The virtual infamy of Wikipedia.

A young lady I met out on the town a few weeks ago recently called and said the following: "I'm sorry to have to ask you this, but are you gay?"

Now, I understand fully that I am obsessive-compulsive and anal and that these tendencies often manifest themselves in exceptional grooming/off-the-chain interior design, but that does not mean I'm gay. Bi-curious when drunk, maybe, but notgay.

"Why do you ask?" I inquired.

"Well, I googled you and..."

She did not need to finish her sentence, because I knew immediately what had transpired. One of my hater-ass friends who just can't cope with my weekend-sports-guy level of local celebrity had fucked with my Wikipedia page. Again.

When my little sister pointed out a few months ago that I had a Wikipedia page (http://en.wikipedia. org/wiki/Adam_Cayton-Holland), I was floored. I know that anyone can make his own page, but I hadn't done that. Instead, some weirdo in cyber-land had made one for me, no doubt prior to two-fisting handfuls of Funyuns, then returning to blogging about kiddie porn. Oddly, this weirdo had done a great job with my Wikipedia page, keeping it succinct and to the point: Adam Cayton-Holland is a humor columnist and stand-up comedian in Denver, the entry read, then listed a few of my stories and noted that I appear frequently at the Comedy Works. Bully for me, right? But my friends could not leave well enough alone. First, my good buddy Brett decided to add a few facts about Adam Cayton-Holland's good buddy, Brett. I very politely informed Brett that while I found his web musings amusing, I genuinely enjoyed the simplicity of my Wikipedia page and would appreciate it if he would be so kind as to delete his work and leave my online encyclopedia entry be. Brett complied, but the word was out: Adam doesn't like it when you fuck with his page. To my friends, that's as good as a green light.

"There has been some controversy due to Cayton-Holland's recent arrest on molestation charges," was the next quip.

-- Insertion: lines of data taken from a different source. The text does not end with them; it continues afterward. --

PR #1369, opened 2026-05-28
Refactor 0f658b79046e ("accel/amdxdna: fix drv_cmd UAF in debug BO sc…

houlz0507:
Revert the memory allocation part which is useless. The fix is actually clean drv_cmd pointer before job done. drv_cmd is not use-able in job free callback.


maxzhen (dismissed):

maxzhen:
retest this please

wendyliang25 (approved):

Then someone decided to rant about Los Comicos Super Hilariosos, my monthly comedy show: "The event was thrown into controversy last year after one comedian began masturbating on stage as part of his act. According to police reports, the audience was calm until the comedian then lit a cigarette on stage, causing a violent reaction from onlookers. Three were injured in the ensuing melee, including local newscaster Ernie Bjorkman, who was rushed to Denver Health and treated for head lacerations."

Aren't my friends just too hilarious? When I get big, my life will be nothing like the show Entourage, because I am leaving these fuckers the fuck behind.

And then came this: "Cayton-Holland, a long-time Denver resident, has lived with his partner, Stephen, and their two prize winning show-dogs, for the last three years."

Har-de-har-har. Now girls who googled me thought I was gay. Hilarious. Still, I kept pretty cool about people messing with my page, because it only affected me. But then it came to my attention that someone has been hating on Cayton-Holland in direct relation to East High School.

You can hate on me, players, but you keep East High School out of your motherfucking mouth.

Wikipedia East High School. Go ahead, do it. Now scroll down to the "notable alumni" portion of the page. Who appears right beneath Beat icon Neal Cassady? That's right: Adam Cayton-Holland, writer at Westword, sandwiched between Cassady and my boy Don Cheadle. But poke around a bit further and you will find that someone has had the audacity to "challenge" my status as a notable alumni, and that Wikipedia's editors are taking this challenge seriously. My anonymous challenger apparently feels that I don't belong in the rarefied company of Douglas Fairbanks Jr., Harold Lloyd, three members of Earth, Wind & Fire and Pam Grier.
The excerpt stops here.